Contrast that sad outcome with that of a small private group composed of mothers who have experienced estrangement by their adult children. The number of posts written by eleven to thirteen members ranged from eighty-eight to over three hundred per month in 2010. The group is kept private and membership is by invitation only. They feel as though they are among friends and are supportive of each other. This group is going into its sixth year. Some have experienced reconciliation with their children.

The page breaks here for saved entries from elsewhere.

PR #1464, opened 2018-05-15
Support services IDs for meta2 services

murlock:
##### SUMMARY

Meta2 can now be identified with `service_id` 

##### ISSUE TYPE
 - Feature Pull Request

##### COMPONENT NAME
- meta2

##### SDS VERSION

```
openio 4.2.0.0b3.dev2
```


proxy/m2_actions.c
```diff
@@ -26,6 +26,25 @@ along with this program.  If not, see <http://www.gnu.org/licenses/>.
 #include "common.h"
 #include "actions.h"
 
+
+static char*
```
jfsmig: The return type should be `gchar*` since the return string is allocated with a GLib-2.0 function, at least to give the hint that it must also be freed with a GLib-2.0 function.

proxy/m2_actions.c
```diff
@@ -1099,6 +1119,8 @@ action_m2_container_destroy (struct req_args_s *args)
 			err = m2v2_remote_execute_DESTROY_many(urlv+1, args->url,
 					flag_force);
 		}
+
+		// free(url);
```
jfsmig: Should that commented code be removed ?
If not, `g_free` would be more suitable :)

proxy/m2_actions.c
```diff
@@ -1067,6 +1086,7 @@ action_m2_container_destroy (struct req_args_s *args)
 		const guint32 flag_force = (force) ? M2V2_DESTROY_FORCE : 0;
 
 		meta1_urlv_shift_addr(urlv);
+		// char *url = _resolve_service_id(urlv[0]);
```
jfsmig: Should that commented code be removed ?

proxy/m2_actions.c
```diff
@@ -1357,11 +1379,13 @@ _m2_container_snapshot(struct req_args_s *args, struct json_object *jargs)
 
 	meta1_urlv_shift_addr(urlv);
 	CLIENT_CTX(ctx, args, type, 1);
+	char *url = _resolve_service_id(urlv[0]);
```
jfsmig: That function seems to return a GLib-2.0 allocated string. Using a `gchar*` seems better.

proxy/m2_actions.c
```diff
@@ -1357,11 +1379,13 @@ _m2_container_snapshot(struct req_args_s *args, struct json_object *jargs)
...
 	GByteArray * _pack(const struct sqlx_name_s *n) {
-		return sqlx_pack_SNAPSHOT(n, urlv[0], target_cid, seq_num, DL());
+		return sqlx_pack_SNAPSHOT(n, url, target_cid, seq_num, DL());
 	}
 
 	err = _resolve_meta2(args, CLIENT_PREFER_MASTER, _pack, NULL);
+	free(url);
```
jfsmig: Mixing GLib-2.0 and glibc memory allocation functions is generally not a good idea.

proxy/m2_actions.c
fvennetier: I saw it, then forgot. It's fixed now.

Posting online is not a contest. I am providing the numbers above to show the contrast between two groups that differ in the composition of the types of members. The small group of women who all can relate to each other write regularly and often while the large group of almost five hundred people with differing and opposing perspectives is withering away.
The best group for you is not necessarily the one with the most posts per month or the most members. The best group for you is the one that helps you find what you are looking for which might be comfort or a place to vent or a place to try to unravel the mysteries of the hearts of people in your life whom you don't understand. The chances of your finding what you want in a group are better if the group is active than if it isn't. The chances are higher if you are in a group where you feel safe than in a group where you feel insecure and threatened.
In general I've found that estrangement is a topic around which there are intense and painful feelings and that often people have a hard time talking about it. Your chances of finding healing are better if you can talk about your feelings and thoughts with people who aren't inclined to attack you when you share your story.
The internet now offers so many options for people to take creative approaches to solving problems. Anyone can set up a website or a blog or a discussion group to try to meet a need. You can set one up yourself.
A group doesn't have to be large. Sometimes it is better if a group is smaller and people can get to know each other. There is some security in not feeling as though you are part of a large anonymous crowd. The group can be private or public. It can be set up to allow anyone to join or just a few. You aren't limited to joining groups that are set up by someone who might be more interested in marketing a book or enhancing their own image than in paying attention to what is going on in their group.
As you maneuver through your life online trying to find answers to why you are estranged, whether you need to be estranged or not, and how to become un-estranged if that is a goal, keep in mind the following:
- Not everyone else who is estranged is going to be capable of being your friend, even though you share the same kinds of loss of family. (There are estrangers and estrangees.) Online attacks are so much easier for people to do to anonymous strangers than face to face with a real live human being.)
- If you are looking for solace, look for it in places where you are more likely to find it rather than looking for it from people who can't give it to you.
- Consider taking creative action to find your own solutions to meeting your need to talk with others online about your losses.
- If you join an online group to discuss estrangement, choose a group (or create a group) that is composed of people who have had experiences of the type that you want to talk about.
- Remember that everyone has baggage and often people try to get their own needs met by dumping their baggage on someone else. So don't let them do it!
- Become aware of your own baggage and don't dump yours on anyone else either.
- Remember that some people are safe to talk with and some people are not. Be safe!